Le preneur malheureux, demande au bailleur une indemnité d'éviction.
Les juges du fond l'ont débouté. Il s'est pourvu en cassation, en invoquant la protection des biens garantie par l'article 1er du Protocole Additionnel de la Convention EUropéenne des droits de l'Homme, et l'article 17 de la Charte des Droits Fondamentaux de l'Union Européenne.
La 3eme chambre de la Cour de Cassation rejette le pourvoi considérant qu'en application de l'article 1722 du Code Civil, la destruction totale du bien loué entraîne la résiliation de plein droit du bail, et la perte des droits contractuels et statutaires.
(3eme Civ 29 juin 2011 n°10-199975)
Un vendeur a cédé son pavillon préfabriqué, à une époque où il savait que ce dernier comportait de l'amiante, mais qu'aucune obligation légale d'information de l'acquéreur n'existait.
En effet le décret du 5 mais 2002, rentré en application le 3 septembre 2002, est postérieur à la vente.
L'acquéreur découvrit inopinément, après la vente, que le pavillon comportait de l'amiante.
Il saisit la justice en résolution de la vente pour vice caché.
Les juges du fonds ont accueilli cette demande.
Le vendeur s'est pourvu en cassation au motif que c'est à tort que les juges du fond lui reprochent de ne pas avoir donné une information, à laquelle, il n'était pas tenu.
La 3eme chambre civile, de la Cour de Cassation, écarte l'argument, retenant que même en l'absence d'une obligation légale, le vendeur était tenu tenu d'un devoir général de loyauté. (Civ 3eme, 16 mars 2011, n°10-10.503)
Un professeur de musique employé par l'Institut de rééducation de jeunes, a été condamné par une cour d'assises pour avoir commis sur plusieurs de ses élèves des viols et agressions sexuelles, avec la circonstance aggravante que ces actes avaient été commis par une personne ayant autorité sur les victimes.
Plusieurs victimes ont saisi la commission d'indemnisation des victimes d'infraction (CIVI) aux fins d'obtenir la réparation de leur préjudice moral.Après les avoir indemnisées, le Fonds de garantie des assurances obligatoires de dommages (le Fonds) a assigné en remboursement l'institut de rééducation et son assureur.
Condamnés en cause d'appel, l'assureur et l'association ont formé un pourvoi et font grief à l'arrêt de les condamner in solidum à payer au Fonds la somme de 53 500 euros outre intérêts au taux légal à compter de l'assignation.
Le pourvoi est de façon prévisible rejeté.
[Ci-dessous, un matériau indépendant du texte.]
PR #439, opened 2020-09-21
Fix auth token clock-skew

### LINKED ISSUE #303: Improve handling of clock skew
See `RSA4b1` as part of 1.2 spec changes in https://github.com/ably/docs/pull/622/files

Given this impacts users now with significant clock skew, we aim to release a fix for this now.

sacOO7:
- Removed token expiry check from auth flow
- Fixes #303

### DIFF
--- a/src/IO.Ably.Shared/AblyAuth.cs
+++ b/src/IO.Ably.Shared/AblyAuth.cs
@@ -21,13 +21,15 @@ namespace IO.Ably
             _rest = rest;
             Logger = options.Logger;
             ServerTime = () => _rest.TimeAsync();
-            ServerTimeOffset = () => null;
+            ServerNow = () => null;
             Initialise();
         }
 
         protected Func<Task<DateTimeOffset>> ServerTime { get; set; }
 
-        protected Func<DateTimeOffset?> ServerTimeOffset { get; private set; }
+        private bool HasServerTime => ServerNow().HasValue;
+
+        protected Func<DateTimeOffset?> ServerNow { get; private set; }
 
         internal Func<DateTimeOffset> Now { get; set; }
 
@@ -91,10 +93,23 @@ namespace IO.Ably
             LogCurrentAuthenticationMethod();
         }
 
-        private async Task SetServerTimeOffset()
+        internal async Task SetServerTime()
         {
-            TimeSpan diff = Now() - await ServerTime();
-            ServerTimeOffset = () => Now() - diff;
+            var serverTime = await ServerTime();
+            if (Logger.IsDebug)
+            {
+                Logger.Debug("Received server time: " + serverTime);
+            }
+
+            TimeSpan diff = Now() - serverTime;
+
+            if (Logger.IsDebug)
+            {
+                Logger.Debug("Server time differs from device Now by: " + diff);
+            }
+
+            // TODO: Save servertime and check if now has drastically changed
+            ServerNow = () => Now() - diff;
         }
 
         private AuthMethod CheckAndGetAuthMethod()
@@ -161,6 +176,11 @@ namespace IO.Ably
             }
             else
             {
+                if (HasServerTime == false && Options.QueryTime == true)
+                {
+                    await SetServerTime();
+                }
+
                 var currentValidToken = await GetCurrentValidTokenAndRenewIfNecessaryAsync();
                 if (currentValidToken == null)
                 {
@@ -178,7 +198,12 @@ namespace IO.Ably
                 throw new AblyException("AuthMethod is set to Auth so there is no current valid token.");
             }
 
-            return await Task.FromResult(CurrentToken);
+            if (CurrentToken.IsValidToken(ServerNow()))
+            {
+                return CurrentToken;
+            }
+
+            return await RenewToken();
         }
 
         /// <summary>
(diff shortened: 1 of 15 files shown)


src/IO.Ably.Shared/AblyAuth.cs
```diff
@@ -91,10 +93,23 @@ internal void Initialise()
...
+
+            TimeSpan diff = Now() - serverTime;
+
+            if (Logger.IsDebug)
+            {
+                Logger.Debug("Server time differs from device Now by: " + diff);
+            }
+
+            // TODO: Save servertime and check if now has drastically changed
+            ServerNow = () => Now() - diff;
```
sacOO7, line 112: Can we move the definition for this at class level, we can store the diff in a variable that can be accessed from there.

marto83: We can but I don't see any benefit at the moment. We can do it when we implement the check whether the local time has drifted.

marto83:
I updated the PR implementing RSA4b1 so we only check the expiry of the time if we have server time and the token has an expiry field. I had to fix some tests on the way because they were expecting the check to happen automatically.

sacOO7:
Its easy to understand that way. I think the confusion was caused because
of ServerNow implementation. I thought it's a class variable. Tbh, I am new
to this kind of pattern ( where global class fun. definition is dynamically
set in a local function )

src/IO.Ably.Shared/TokenDetails.cs
```diff
@@ -90,9 +81,20 @@ public TokenDetails(string token, Func<DateTimeOffset> nowFunc)
...
+            Expire(Defaults.NowFunc()());
         }
 
+        /// <summary>
+        /// Expires the current token.
+        /// </summary>
+        /// <param name="now">Current date and time.</param>
+        public void Expire(DateTimeOffset now)
+        {
+            Expires = now.AddDays(-1);
```
QuintinWillison, line 93: This feels a little bit arbitrarily 'magic'. Would it not be safer to have a discrete boolean field to indicate explicitly expired? This mutation is effectively meaningless and could actually be misleading in some circumstances.

src/IO.Ably.Shared/TokenDetails.cs
```diff
@@ -155,21 +157,23 @@ public static class TokenDetailsExtensions
...
-            if (token.Expires == DateTimeOffset.MinValue)
+            // (RSA4b1) We can only check validity of the token if it is a full TokenDetails object
+            // and we already have the server time
+            if (serverTime is null || token.CanBeUsedToCheckExpiry == false)
             {
                 return true;
             }
 
-            return !token.IsExpired(now);
+            return token.IsExpired(serverTime.Value) == false;
```
QuintinWillison, line 176: Not sure why the explicit `== false` here, as I've commented on elsewhere. Why not?:

```suggestion
            return !token.IsExpired(serverTime.Value);
```

QuintinWillison (changes requested):
It's difficult to review this change at a high level because there's a lot going on and I don't have enough knowledge of the inner workings of this library to assess impact, therefore have to trust you in terms of general architectural fit.

Hence, my comments are more smaller nit picks. Sorry!

src/IO.Ably.Shared/AblyAuth.cs
```diff
@@ -161,6 +176,11 @@ internal async Task AddAuthHeader(AblyRequest request)
             }
             else
             {
+                if (HasServerTime == false && Options.QueryTime == true)
```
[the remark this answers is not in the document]
marto83: 😂 I love boolean logic discussions. 
for `Options.QueryTime` I have to explicitly compare to `true` because it is nullable and it complains if you just leave it. 
For `!HasServerTime` vs `HasServerTime == false` it's just a personal preference because it makes it easier to see. I don't mind changing it if there is a convention in Ably otherwise I'd prefer to leave it `== false`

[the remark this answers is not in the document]
QuintinWillison: Understood if coercion involved, but when comparing fields where the assigned type is boolean then no need.

src/IO.Ably.Shared/TokenDetails.cs
marto83: Agree. I was not really fixing that function but just needed to be able to pass the date. I'll check where it is used and whether I can remove it.

marto83: I've removed the method completely. It was only used internally.

src/IO.Ably.Shared/AblyAuth.cs
sacOO7: Its easy to understand that way. I think the confusion was caused because
of ServerNow implementation. I thought it's a class variable. Tbh, I am new
to this kind of pattern ( where global class fun. definition is dynamically
set in a local function )

sacOO7:
@marto83 I took a pull and try running the tests, seens ```RealTimeWithAuthUrl_WhenTokenExpired_ShouldRetry_WhenRetryFails_ShouldSetError``` and 
```Auth_WithRealtimeClient_WhenAuthFails_ShouldTransitionToOrRemainInTheCorrectState``` is failing

I was able to make the first one work after increasing the awaiter timeout. Not sure about the second one.

File: src/IO.Ably.Shared/AblyAuth.cs (hunk 1 above)
Comment (marto83) [reply src/IO.Ably.Shared/AblyAuth.cs:107]: no problem. For sure, it's not the most obvious way of doing it and it could be done much better. Could you please add a issue about it.

File: src/IO.Ably.Shared/AblyAuth.cs [hunk 5]
```diff
@@ -91,10 +93,23 @@ internal void Initialise()
...
+            }
+
+            TimeSpan diff = Now() - serverTime;
+
+            if (Logger.IsDebug)
+            {
+                Logger.Debug("Server time differs from device Now by: " + diff);
+            }
+
+            // TODO: Save servertime and check if now has drastically changed
```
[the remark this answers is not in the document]
marto83: Create issue #441 441

marto83 (approved):
Looks good

marto83:
@sacOO7 regarding your message about failing tests. I've created another branch to look at all the test separately and make sure our current CI builds pass before making the next release.

src/IO.Ably.Shared/AblyAuth.cs
QuintinWillison: @sacOO7 we're going to get this PR merged but I would appreciate it if you could please resolve this conversation once you are happy and/or have created this issue. Thanks.

QuintinWillison (approved):

src/IO.Ably.Shared/AblyAuth.cs
sacOO7: will fix as a part of https://github.com/ably/ably-dotnet/issues/441 as per conversation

La Cour de Cassation relève que le professeur de musique, usant du cadre de l'exécution de son emploi pour abuser d'élèves placés sous son autorité, avait pratiqué les viols et agressions sexuelles dont il avait été reconnu coupable dans l'enceinte de l'établissement, pendant les cours qu'il devait y donner. La Cour d'Appel en a exactement déduit que ce préposé, qui avait ainsi trouvé dans l'exercice de sa profession sur son lieu de travail et pendant son temps de travail les moyens de sa faute et l'occasion de la commettre, fût-ce sans autorisation et à des fins étrangères à ses attributions, n'avait pas agi en dehors de ses fonctions, et que l'association, son commettant, était responsable des dommages qu'il avait ainsi causés.
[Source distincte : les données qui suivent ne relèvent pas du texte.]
PR #440, opened 2020-09-22
Issue/437

### LINKED ISSUE #437: Failing internet check
The client checks for internet connection availability by querying https://internet-up.ably-realtime.com/is-the-internet-up.txt and appears to be failing checks due to a newline being present in the response.

```
2020-09-02 18:07:02.1274440 :          : Ably.IO #1 : Warning:06:07:02.127 Cannot get a valid internet connection. Response: yes

```
https://github.com/ably/ably-dotnet/blob/main/src/IO.Ably.Shared/AblyRest.cs#L370

The response probably needs to be trimmed before comparison to let this work. I don't quite understand why this wouldn't have been an issue before as the response from this endpoint hasn't changed since 2015.

marto83:
Fixes #437 

I've trimmed the result and added tests

### DIFF
--- a/src/IO.Ably.Shared/Extensions/StringExtensions.cs
+++ b/src/IO.Ably.Shared/Extensions/StringExtensions.cs
@@ -29,6 +29,16 @@ namespace IO.Ably
                    || (input.StartsWith("[") && input.EndsWith("]"));
         }
 
+        public static string SafeTrim(this string input)
+        {
+            if (input.IsEmpty())
+            {
+                return input;
+            }
+
+            return input.Trim();
+        }
+
         public static string JoinStrings(this IEnumerable<string> input, string delimiter = ", ")
         {
             if (input == null)
--- a/src/IO.Ably.Tests.Shared/Realtime/ConnectionSandBoxSpecs.cs
+++ b/src/IO.Ably.Tests.Shared/Realtime/ConnectionSandBoxSpecs.cs
@@ -1273,7 +1273,6 @@ namespace IO.Ably.Tests.Realtime
         {
             var client = await GetRealtimeClient(Protocol.Json, (options, _) =>
             {
-                options.SkipInternetCheck = false;
                 options.FallbackHosts = new string[] { };
             });
 
@@ -1301,7 +1300,7 @@ namespace IO.Ably.Tests.Realtime
         [Trait("issue", "437")]
         public async Task CanConnectToAbly_ShouldReturnTrue()
         {
-            var restClient = await GetRestClient(Protocol.Json, options => options.SkipInternetCheck = false);
+            var restClient = await GetRestClient(Protocol.Json);
 
             var result = await restClient.CanConnectToAbly();
             result.Should().BeTrue();
--- a/src/IO.Ably.Tests.Shared/Realtime/ConnectionSandBoxSpecs.cs
+++ b/src/IO.Ably.Tests.Shared/Realtime/ConnectionSandBoxSpecs.cs
@@ -1267,6 +1267,46 @@ namespace IO.Ably.Tests.Realtime
             await client.WaitForState(ConnectionState.Suspended, TimeSpan.FromSeconds(10));
         }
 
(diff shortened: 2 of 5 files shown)


src/IO.Ably.Tests.Shared/Realtime/ConnectionSandBoxSpecs.cs
```diff
@@ -1267,6 +1267,46 @@ public async Task WhenInternetConnectionIsLost_WithoutOSNotification_ShouldBehav
             await client.WaitForState(ConnectionState.Suspended, TimeSpan.FromSeconds(10));
         }
 
+        [Fact]
+        [Trait("issue", "437")]
+        public async Task WhenTimeoutMessageReceived_ShouldReconnectSuccessfully()
+        {
+            var client = await GetRealtimeClient(Protocol.Json, (options, _) =>
+            {
+                options.SkipInternetCheck = false;
```
QuintinWillison, line 1276: Is this not the default?

src/IO.Ably.Shared/Extensions/StringExtensions.cs
```diff
@@ -29,6 +29,16 @@ public static bool IsJson(this string input)
                    || (input.StartsWith("[") && input.EndsWith("]"));
         }
 
+        public static string SafeTrim(this string input)
+        {
+            if (input.IsEmpty())
```
QuintinWillison, line 34: Looking at the docs for `IsEmpty()` and `Trim()`, I'm not sure why you need this step. Why is this method declared 'Safe'?

src/IO.Ably.Tests.Shared/Realtime/ConnectionSandBoxSpecs.cs
marto83: You are right. I'll remove it.

src/IO.Ably.Shared/Extensions/StringExtensions.cs
marto83: Usually if you call `Trim` when you have a `null` string you will get a null reference exceptions. This way I make sure that cannot happen because `IsEmpty` is also an extension method and deals with nulls already. I can call `SafeTrim` on any string without worrying about unexpected values.

QuintinWillison: I don't follow you. If `input` is `null` then there is no instance to call `IsEmpty()` on, surely? I would expect you to be using the static [`IsNullOrEmpty(String)`](https://docs.microsoft.com/en-us/dotnet/api/system.string.isnullorempty?view=netcore-3.1) method if this is your concern.

This is a classic example of where I would like to see a unit test focussed on validating this method. Have you got one that checks its handling of `null` for `input`?

QuintinWillison: Perhaps I get your point regarding extension method, given you can only call the extension if you have an instance, but then that draws me to the calling site where presumably you're still not guarding against `response.TextResponse` being `null`... so I'm still really confused as to what's safe at all about this method! 😕

marto83: I've added a test case to prove it works. `IsEmpty()` is an extension method so the compiler turns it into `StringExtensions.IsEmpty(input)` and that's why you can safely call it on null strings.

marto83: Have a look at https://github.com/ably/ably-dotnet/pull/440/files#diff-b05e864eb6dc1d5b02c6399dffd932a4R19

src/IO.Ably.Tests.Shared/Realtime/ConnectionSandBoxSpecs.cs
marto83: I've removed calls to SkipInternetCheck and tests work 👍

QuintinWillison (approved):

(Cass. 2e civ., 17 mars 2011, n° 10-14.468, FS-P+B, Sté Groupama assurances Océan Indien c/ Assoc. de patronage de l'Institut de rééducation des jeunes sourds et aveugles de Marseille et a. : JurisData n° 2011-003688)
L'article 4 de la loi 5 juillet 1985 prévoit que la faute commise par le conducteur du véhicule terrestre à moteur a pour effet de limiter ou d'exclure l'indemnisation des dommages qu'il a subis.
En l'espèce, un automobiliste a viré sur sa gauche pour s'engager sur un parking lorsqu'il a heurté un cyclomotoriste victime qui roulait dans le même sens.
Il résultait des constatations policières qu'il ne s'agit pas d'un choc perpendiculaire mais d'un effleurement.
Pour retenir l'indemnisation intégrale du préjudice de la victime,la Cour d'Appel de Nimes énnonce que "si un témoin digne de foi affirme que le cyclomotoriste se trouvait sur le trottoir, ce témoignage n'est corroboré par aucun élément matériel et objectif alors que la perception des faits par le témoin, de nuit, dans un contexte de surprise et de rapidité inhérent à un accident, a pu être trompée."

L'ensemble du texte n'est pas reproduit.